> **What needs to be done**: Write each line word for word, from the line that contains "Move bootstrap to pkg" through the last line of the material below.
** Opening Information provided block **
PR #3199, opened 2022-10-12
Move bootstrap to pkg

phillebaba:
This change moves the bootstrap package from `internal` to `pkg` to enable sharing code with the Terraform provider.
** Closing Information provided block **
> **Result of this task**:
Move bootstrap to pkg

phillebaba:
This change moves the bootstrap package from `internal` to `pkg` to enable sharing code with the Terraform provider.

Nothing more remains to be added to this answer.